**Work order:**
All records below are to be repeated precisely, with nothing added.

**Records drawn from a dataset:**
PR #3581, opened 2021-06-08
include imported users in new user premod stage

tessalt:
## What does this PR do?

support the new user premod stage for imported users who do not have any approved comments.

### DIFF
--- a/src/core/server/services/comments/pipeline/phases/statusPreModerateNewCommenter.ts
+++ b/src/core/server/services/comments/pipeline/phases/statusPreModerateNewCommenter.ts
@@ -26,11 +26,17 @@ export const statusPreModerateNewCommenter = async ({
     return;
   }
 
+  // If the user is imported and the number of published comments on the user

**Answer area:**
PR #3581, opened 2021-06-08
include imported users in new user premod stage

tessalt:
## What does this PR do?

support the new user premod stage for imported users who do not have any approved comments.

### DIFF
--- a/src/core/server/services/comments/pipeline/phases/statusPreModerateNewCommenter.ts
+++ b/src/core/server/services/comments/pipeline/phases/statusPreModerateNewCommenter.ts
@@ -26,11 +26,17 @@ export const statusPreModerateNewCommenter = async ({
     return;
   }
 
+  // If the user is imported and the number of published comments on the user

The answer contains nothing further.